■ **Instructions for the task**:
The data below is to be repeated in full, exactly as given.

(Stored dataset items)
------------------------
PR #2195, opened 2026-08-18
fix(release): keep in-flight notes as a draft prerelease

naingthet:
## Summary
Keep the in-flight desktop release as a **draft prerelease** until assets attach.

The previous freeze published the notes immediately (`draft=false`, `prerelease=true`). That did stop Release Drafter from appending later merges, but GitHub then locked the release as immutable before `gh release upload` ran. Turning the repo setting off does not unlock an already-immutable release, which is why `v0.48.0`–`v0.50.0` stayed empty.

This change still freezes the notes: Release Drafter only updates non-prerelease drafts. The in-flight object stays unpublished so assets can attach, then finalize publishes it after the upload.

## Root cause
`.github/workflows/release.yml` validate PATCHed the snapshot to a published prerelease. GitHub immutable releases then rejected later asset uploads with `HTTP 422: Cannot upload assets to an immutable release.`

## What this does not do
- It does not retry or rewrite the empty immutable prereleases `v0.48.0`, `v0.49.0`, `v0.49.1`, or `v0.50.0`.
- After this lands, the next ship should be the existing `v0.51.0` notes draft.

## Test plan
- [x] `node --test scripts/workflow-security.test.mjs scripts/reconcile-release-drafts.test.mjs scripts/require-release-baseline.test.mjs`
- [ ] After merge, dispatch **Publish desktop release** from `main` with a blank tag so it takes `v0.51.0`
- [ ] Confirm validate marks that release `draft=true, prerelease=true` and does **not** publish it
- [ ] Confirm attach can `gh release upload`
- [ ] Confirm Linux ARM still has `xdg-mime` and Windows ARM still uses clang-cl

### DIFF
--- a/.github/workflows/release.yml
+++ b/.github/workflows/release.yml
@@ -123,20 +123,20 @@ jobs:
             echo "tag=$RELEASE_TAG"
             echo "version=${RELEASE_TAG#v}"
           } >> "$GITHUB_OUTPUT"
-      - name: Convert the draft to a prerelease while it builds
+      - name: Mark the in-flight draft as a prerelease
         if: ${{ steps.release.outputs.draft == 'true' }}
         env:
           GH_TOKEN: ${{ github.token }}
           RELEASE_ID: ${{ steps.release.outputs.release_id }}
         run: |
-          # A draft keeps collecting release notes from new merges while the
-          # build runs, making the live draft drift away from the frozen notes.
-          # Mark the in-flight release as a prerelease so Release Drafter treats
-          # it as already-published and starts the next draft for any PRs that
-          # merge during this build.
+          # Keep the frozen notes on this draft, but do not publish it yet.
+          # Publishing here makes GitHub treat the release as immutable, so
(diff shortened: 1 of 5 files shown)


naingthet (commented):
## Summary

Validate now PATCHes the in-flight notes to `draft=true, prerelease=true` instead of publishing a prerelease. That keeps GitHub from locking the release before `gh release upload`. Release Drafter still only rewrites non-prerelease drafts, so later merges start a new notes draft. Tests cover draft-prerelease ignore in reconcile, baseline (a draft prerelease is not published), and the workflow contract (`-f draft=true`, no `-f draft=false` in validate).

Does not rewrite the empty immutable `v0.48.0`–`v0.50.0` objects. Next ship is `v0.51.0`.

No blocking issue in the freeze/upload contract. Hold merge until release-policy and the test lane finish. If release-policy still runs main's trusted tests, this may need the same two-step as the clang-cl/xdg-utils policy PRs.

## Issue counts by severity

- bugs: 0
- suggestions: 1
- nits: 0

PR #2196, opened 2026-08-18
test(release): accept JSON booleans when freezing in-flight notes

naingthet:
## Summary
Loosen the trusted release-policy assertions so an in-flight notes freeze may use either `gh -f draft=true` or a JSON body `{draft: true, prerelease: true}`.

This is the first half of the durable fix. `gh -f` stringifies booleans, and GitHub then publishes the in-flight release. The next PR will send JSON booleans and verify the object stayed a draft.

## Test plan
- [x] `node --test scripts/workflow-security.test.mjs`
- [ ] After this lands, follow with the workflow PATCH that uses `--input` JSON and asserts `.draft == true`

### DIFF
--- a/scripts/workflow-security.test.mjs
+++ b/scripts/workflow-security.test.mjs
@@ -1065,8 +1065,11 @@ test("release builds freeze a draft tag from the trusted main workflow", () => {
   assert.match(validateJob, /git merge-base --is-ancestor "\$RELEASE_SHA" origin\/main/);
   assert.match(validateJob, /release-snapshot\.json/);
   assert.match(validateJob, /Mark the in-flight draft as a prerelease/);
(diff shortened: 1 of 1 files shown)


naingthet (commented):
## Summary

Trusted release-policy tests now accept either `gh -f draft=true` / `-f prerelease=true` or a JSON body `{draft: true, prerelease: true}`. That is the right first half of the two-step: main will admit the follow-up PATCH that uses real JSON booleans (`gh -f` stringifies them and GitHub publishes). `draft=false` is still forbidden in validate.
------------------------
■ **Written response**:
PR #2195, opened 2026-08-18
fix(release): keep in-flight notes as a draft prerelease

naingthet:
## Summary
Keep the in-flight desktop release as a **draft prerelease** until assets attach.

The previous freeze published the notes immediately (`draft=false`, `prerelease=true`). That did stop Release Drafter from appending later merges, but GitHub then locked the release as immutable before `gh release upload` ran. Turning the repo setting off does not unlock an already-immutable release, which is why `v0.48.0`–`v0.50.0` stayed empty.

This change still freezes the notes: Release Drafter only updates non-prerelease drafts. The in-flight object stays unpublished so assets can attach, then finalize publishes it after the upload.

## Root cause
`.github/workflows/release.yml` validate PATCHed the snapshot to a published prerelease. GitHub immutable releases then rejected later asset uploads with `HTTP 422: Cannot upload assets to an immutable release.`

## What this does not do
- It does not retry or rewrite the empty immutable prereleases `v0.48.0`, `v0.49.0`, `v0.49.1`, or `v0.50.0`.
- After this lands, the next ship should be the existing `v0.51.0` notes draft.

## Test plan
- [x] `node --test scripts/workflow-security.test.mjs scripts/reconcile-release-drafts.test.mjs scripts/require-release-baseline.test.mjs`
- [ ] After merge, dispatch **Publish desktop release** from `main` with a blank tag so it takes `v0.51.0`
- [ ] Confirm validate marks that release `draft=true, prerelease=true` and does **not** publish it
- [ ] Confirm attach can `gh release upload`
- [ ] Confirm Linux ARM still has `xdg-mime` and Windows ARM still uses clang-cl

### DIFF
--- a/.github/workflows/release.yml
+++ b/.github/workflows/release.yml
@@ -123,20 +123,20 @@ jobs:
             echo "tag=$RELEASE_TAG"
             echo "version=${RELEASE_TAG#v}"
           } >> "$GITHUB_OUTPUT"
-      - name: Convert the draft to a prerelease while it builds
+      - name: Mark the in-flight draft as a prerelease
         if: ${{ steps.release.outputs.draft == 'true' }}
         env:
           GH_TOKEN: ${{ github.token }}
           RELEASE_ID: ${{ steps.release.outputs.release_id }}
         run: |
-          # A draft keeps collecting release notes from new merges while the
-          # build runs, making the live draft drift away from the frozen notes.
-          # Mark the in-flight release as a prerelease so Release Drafter treats
-          # it as already-published and starts the next draft for any PRs that
-          # merge during this build.
+          # Keep the frozen notes on this draft, but do not publish it yet.
+          # Publishing here makes GitHub treat the release as immutable, so
(diff shortened: 1 of 5 files shown)


naingthet (commented):
## Summary

Validate now PATCHes the in-flight notes to `draft=true, prerelease=true` instead of publishing a prerelease. That keeps GitHub from locking the release before `gh release upload`. Release Drafter still only rewrites non-prerelease drafts, so later merges start a new notes draft. Tests cover draft-prerelease ignore in reconcile, baseline (a draft prerelease is not published), and the workflow contract (`-f draft=true`, no `-f draft=false` in validate).

Does not rewrite the empty immutable `v0.48.0`–`v0.50.0` objects. Next ship is `v0.51.0`.

No blocking issue in the freeze/upload contract. Hold merge until release-policy and the test lane finish. If release-policy still runs main's trusted tests, this may need the same two-step as the clang-cl/xdg-utils policy PRs.

## Issue counts by severity

- bugs: 0
- suggestions: 1
- nits: 0

PR #2196, opened 2026-08-18
test(release): accept JSON booleans when freezing in-flight notes

naingthet:
## Summary
Loosen the trusted release-policy assertions so an in-flight notes freeze may use either `gh -f draft=true` or a JSON body `{draft: true, prerelease: true}`.

This is the first half of the durable fix. `gh -f` stringifies booleans, and GitHub then publishes the in-flight release. The next PR will send JSON booleans and verify the object stayed a draft.

## Test plan
- [x] `node --test scripts/workflow-security.test.mjs`
- [ ] After this lands, follow with the workflow PATCH that uses `--input` JSON and asserts `.draft == true`

### DIFF
--- a/scripts/workflow-security.test.mjs
+++ b/scripts/workflow-security.test.mjs
@@ -1065,8 +1065,11 @@ test("release builds freeze a draft tag from the trusted main workflow", () => {
   assert.match(validateJob, /git merge-base --is-ancestor "\$RELEASE_SHA" origin\/main/);
   assert.match(validateJob, /release-snapshot\.json/);
   assert.match(validateJob, /Mark the in-flight draft as a prerelease/);
(diff shortened: 1 of 1 files shown)


naingthet (commented):
## Summary

Trusted release-policy tests now accept either `gh -f draft=true` / `-f prerelease=true` or a JSON body `{draft: true, prerelease: true}`. That is the right first half of the two-step: main will admit the follow-up PATCH that uses real JSON booleans (`gh -f` stringifies them and GitHub publishes). `draft=false` is still forbidden in validate.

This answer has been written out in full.